The FDA said Wednesday that for the first time, it has filed civil money penalty (CMP) complaints against 4 tobacco product manufacturers for manufacturing and selling e-liquids without marketing authorization.

The CMP complaints, which carry a maximum penalty of $19,192 for a single violation, are aimed at enforcing the federal Food, Drug, and Cosmetic (FD&C) Act’s premarket review requirements for new tobacco products. The FDA said it is seeking the statutory maximum allowed by law.

The FDA said it previously warned each of the companies that, by making and selling their products without marketing authorization, they were in violation of premarket requirements for tobacco products and that failure to correct the violations could lead to an enforcement action.
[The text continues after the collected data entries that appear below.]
PR #20, opened 2023-09-30
Add Role to Target

jpjsonic:
In this PR: 
* Add roll to target for snowflake


tgsoverly (approved):
This looks good. We should add a card to separate the different target types like we did for trace props. Then we can have type of specific validation.

jpjsonic:
Ah that's a good point. I'll add a ticket for that.

PR #24, opened 2023-10-14
Import everything after we do the command

tgsoverly:
Two items here:
1. Import everything after the command starts to at least give the impression of responsiveness.  Still need to make the imports faster.
2. Add a command like dots to give feedback that something is happening.

Added a Logger class to wrap writing output to either the status or persistent command line.  

Screenshot 2023-10-16 at 9 45 49 PM


visivo/commands/compile.py
```diff
@@ -62,4 +10,11 @@ def compile(working_dir, output_dir, target):
     """
     Parses the files in your working directory, extracting visivo configurations and then using those configurations to build the trace queries and a project.json file in your target directory. Queries are not run on compile, just written.
     """
+    from visivo.logging.logger import Logger
+
+    Logger.instance().debug("Compiling")
+
+    from visivo.commands.compile_phase import compile_phase
```
jpjsonic, line 17: So a lot of the performance benefits are coming from moving imports into the command?

jpjsonic (approved):
Looks great! The Halo spinner seems perfect

visivo/commands/compile.py
jpjsonic: Or it just allows the tool to say it's doing something sooner maybe?

jpjsonic:
I noticed it hangs when doing the env step. Is this just because the first step is going to take the longest while doing the imports right now? I also noticed the same thing when running `visivo test`
https://github.com/visivo-io/visivo/assets/35309169/8094c9ee-1a6c-4c0c-aa75-d0c7045e8b67

jpjsonic:
I also noticed that in git actions it creates a bit of noise with all of the printouts to make the animation: 
image
Probably not a blocker on merging- but I wonder if there's something we can do to remove the animation when we're in a CICD tool. I don't know if there's really any way to know that. Maybe the presence of some env vars that exist in git actions specifically or something like that?

tgsoverly:
> I noticed it hangs when doing the env step. Is this just because the first step is going to take the longest while doing the imports right now? I also noticed the same thing when running `visivo test` https://github.com/visivo-io/visivo/assets/35309169/8094c9ee-1a6c-4c0c-aa75-d0c7045e8b67

Yes that is correct, I can change the log message.

tgsoverly:
> I also noticed that in git actions it creates a bit of noise with all of the printouts to make the animation: image Probably not a blocker on merging- but I wonder if there's something we can do to remove the animation when we're in a CICD tool. I don't know if there's really any way to know that. Maybe the presence of some env vars that exist in git actions specifically or something like that?

Whoops, had something for this.  Added it back for "CI" env.

PR #25, opened 2023-11-03
Speed Up CLI w/ Improved TraceProps

jpjsonic:
In this PR:

- [x] Consolidate Terminal TraceProps objects to create less objects (reduced raw count from 942 to 550)
- [x] Incorporate Chart.Layout objects and validation
- [x] Update Docs Logic to Include Layout


visivo/models/trace_props.py
jpjsonic, line 1: For the `Layout` object I set it up to allow extra inputs because the xaxis2 ... xaxisn and yaxis2... yaxisn are not included in the docs objects even though they are valid configurations. There's probably something clever we can do down the line to create these objects, but for now I thought this solution was adequate.

PR #33, opened 2023-12-10
Make the trace name the cohort on value

tgsoverly:
If the trace has a name, then use that as the cohort on value


jpjsonic (approved):
Looks good!

PR #35, opened 2023-12-11
Jared vis 304 fix postgres string groupby

jpjsonic:


test-projects/simple-database/project.visivo.yml
```diff
@@ -158,7 +158,7 @@ traces:
             - props.y
   - name: 3d Line Two
     model: ref(test table)
-    cohort_on: "'Line Two'"
+    #cohort_on: "'Line Two'"
```
tgsoverly, line 161: Can we get rid of the comments?

tgsoverly (approved):

test-projects/simple-database/project.visivo.yml
jpjsonic: Ah yeah that would be good. I'll get those removed in the next pr 👍

PR #38, opened 2023-12-20
Postgres Integration Testing

jpjsonic:
Largely following [this guide](https://docs.github.com/en/actions/using-containerized-services/creating-postgresql-service-containers) to set up a pg db, populate it with data and run visivo against it.


populate_ci_postgres_db.js
```diff
@@ -0,0 +1,29 @@
+const { Client } = require('pg');
```
jpjsonic, line 1: @tgsoverly where you think the right folder is to store this script?

tgsoverly: I would put it in the test folder, maybe `test/setup`?

tgsoverly (approved):
Nice work!

PR #39, opened 2023-12-27
Clean up validation for traces, unions, and location of error

tgsoverly:
Goals of this PR:
1. The validation is not printing an understandable path on the trace object when there is an error
2. The `ref` object unions are confusing because it gives you two errors one for the object and one for the ref
3. The validation doesn't print line numbers

For first item: by moving the model_validator to be "before" it removed the reference to the function on the model.
```
traces.0.function-after[validate_column_refs(), Trace].name
```
to
```
traces.0.Trace.name
```

The second item can be addressed by having our ref unions be "discriminated", so instead of giving two errors:
```
E       pydantic_core._pydantic_core.ValidationError: 2 validation errors for Chart
E       traces.0.constrained-str
E         Input should be a valid string [type=string_type, input_value={'props': {'type': 'scatt... 'select * from table'}}, input_type=dict]
E           For further information visit https://errors.pydantic.dev/2.5/v/string_type
E       traces.0.Trace.name
E         Field required [type=missing, input_value={'props': {'type': 'scatt... 'select * from table'}}, input_type=dict]
E           For further information visit https://errors.pydantic.dev/2.5/v/missing
```
It is just the one depending on if the object was a str or dict.

Finally, if the input can be found in the files, we print that information.

Screenshot 2024-01-01 at 1 48 38 PM


visivo/logging/logger.py
```diff
@@ -37,23 +37,16 @@ def info(self, message: str):
...
         elif self.spinner:
-            self.spinner.succeed(message)
+            self.spinner.succeed(text=message)
 
     def error(self, message: str):
         if self.echo:
             self.echo(message)
         elif self.spinner:
             self.spinner.stop_and_persist(text=message)
-    def info_with_symbol(self, message):
```
jpjsonic, line 53: This makes more sense. Thanks for cleaning it up.

visivo/parsers/line_validation_error.py
```diff
@@ -0,0 +1,61 @@
...
+    def __str__(self):
+        message = f"{self.validation_error.error_count()} validation errors in {self.validation_error.title}\n"
+        file_found = False
+        for error in self.validation_error.errors():
+            message = message + f"{'.'.join(map(lambda l: str(l), error['loc']))}\n"
+            message = message + f"  {error['msg']}\n"
+            line_message = self.get_line_message(error)
+            if line_message:
+                file_found = True
+                message = message + f"  The input used ({error['input']}) was found: \n"
```
jpjsonic, line 53: I wonder if we need to print the input when we find a line number? Do you think there's benefits to keeping it in there? To me it feels like the line number + the validation error message give you the details that you need to debug.

visivo/command_line.py
```diff
@@ -40,6 +41,9 @@ def load_env(env_file):
 def safe_visivo():
     try:
         visivo(standalone_mode=False)
+    except (ValidationError, LineValidationError) as e:
+        Logger.instance().error(str(e))
+        exit(1)
```
jpjsonic, line 46: This would exit the command with an error on the first validation error found right? It might be better to collect all of the validation errors first and then fail the command so that you don't have the run the command multiple times to find all of your errors.

visivo/logging/logger.py
```diff
@@ -37,23 +37,16 @@ def info(self, message: str):
...
             self.echo(message)
         elif self.spinner:
-            self.spinner.succeed(message)
+            self.spinner.succeed(text=message)
 
     def error(self, message: str):
         if self.echo:
             self.echo(message)
         elif self.spinner:
             self.spinner.stop_and_persist(text=message)
```
jpjsonic, line 52: I think there's an `spinner.error` halo object that we can use rather than stop and persist. I think that if we use the error object we'll get some nice formatting benefits.

jpjsonic (approved):
This looks awesome 🥳 Added a few suggestions.

visivo/command_line.py
tgsoverly: All the parse errors are collected by pydantic before it raises.

visivo/logging/logger.py
tgsoverly: Done.

tgsoverly:
I ran into some issues doing some testing of this feature, I need to rethink the line numbers.  I am doing the loading to record the locations of the object during load.  I think this is the only way to get the information reliably.

tgsoverly:
Updated output:
Screenshot 2024-01-03 at 11 24 08 AM

visivo/parsers/line_validation_error.py
tgsoverly: I kept it, I figured if the location of the error message can't be found, then all the help the better.

visivo/parsers/yaml_ordered_dict.py
```diff
@@ -0,0 +1,59 @@
+import yaml
+import json
+from collections import OrderedDict
+
+
+class YamlOrderedDict(OrderedDict):
+    """
+    An OrderedDict that was loaded from a yaml file, and is annotated
+    with file/line info for reporting about errors in the source file
```
jpjsonic, line 9: This is great, because I could see us wanting to use this context in other functionality outside of error messages (ie search functions, info logs ect.)

visivo/utils.py
```diff
@@ -77,19 +75,38 @@ def extract_value_from_function(function_text, function_name):
     value = match.group(1)
     return value.strip()
 
+
+def set_location_recursive_items(dictionary, file):
```
jpjsonic, line 79: Is this no longer used?

jpjsonic (approved):
🚀

tests/models/test_project.py
```diff
@@ -63,9 +63,9 @@ def test_Project_validate_project_trace_refs():
     error = exc_info.value.errors()[0]
     assert (
         error["msg"]
-        == f'Value error, The reference "ref(trace_name)" on item "Chart - chart" does not point to an object.'
```
jpjsonic, line 66: @tgsoverly Not blocking merge- It could be helpful to do a fuzzy string match (maybe something like jaro-winkler >= 90) against other trace names in the product to make a suggestion for the trace that the user was trying to reference.

jpjsonic:
@tgsoverly I found that if you save an invalid configuration while serving you end up getting the error message on loop, which isnt ideal. However with how it currently works if the user fixes the validation error then the project works again without having to re-serve which is super nice.

It would be awesome to have serve just print the error message once and then keep the server open so that we can check for additional file saves that fix the validation. I think this alone will make for a really really fast feedback loop for Dan & team. 


https://github.com/visivo-io/visivo/assets/35309169/29edaaa1-2ce4-458d-9049-95d4ecfe4270

visivo/parsers/line_validation_error.py
```diff
@@ -0,0 +1,61 @@
...
+    input_line = re.sub(
+        r"^[\s-]+", "", yaml.dump(input_dict), flags=re.MULTILINE
+    ).split("\n")[0]
+    for line_number, file_line in enumerate(file_lines):
+        if input_line in file_line:
+            return line_number + 1
+    return -1
+
+
+class LineValidationError(Exception):
```
jpjsonic, line 24: @tgsoverly made updates to the message that results in these changes. I think it helps readability, but curious what your thoughts are: 

Old Message: 
Screenshot 2024-01-04 at 8 40 17 AM
New Message:
Screenshot 2024-01-04 at 8 39 08 AM

jpjsonic (approved):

It is illegal to manufacture, sell, or distribute e-liquids that the FDA has not authorized.

The companies continue to make and sell their unauthorized e-liquids despite the agency’s warnings, the FDA said.
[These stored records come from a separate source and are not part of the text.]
PR #40, opened 2024-01-04
Add is atty to logger

tgsoverly:
When piped.

Screenshot 2024-01-04 at 5 27 56 PM


jpjsonic (approved):
Got it, makes sense 👍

“Holding manufacturers accountable for making or selling illegal tobacco products is a top priority for the FDA,” Brian King, PhD, MPH, director of the FDA’s Center for Tobacco Products, said in a statement. “We are prepared to use the full scope of our authorities to enforce the law—especially against those who have continued to violate the law after being warned by the agency.”

The 4 firms are:

• BAM Group LLC doing business as VapEscape
• Great American Vapes LLC doing business as Great American Vapes
• The Vapor Corner Inc. doing business as Vapor Corner Inc., The Vapor Corner, and Vapor Corner
• 13 Vapor Co. LLC doing business as 13 Vapor

The companies may pay the penalty, enter into a settlement agreement, request an extension of time to file an answer to the complaint, or file an answer and request a hearing.

Companies that do not take action within 30 days after receiving the complaint risk a default order imposing the full penalty amount.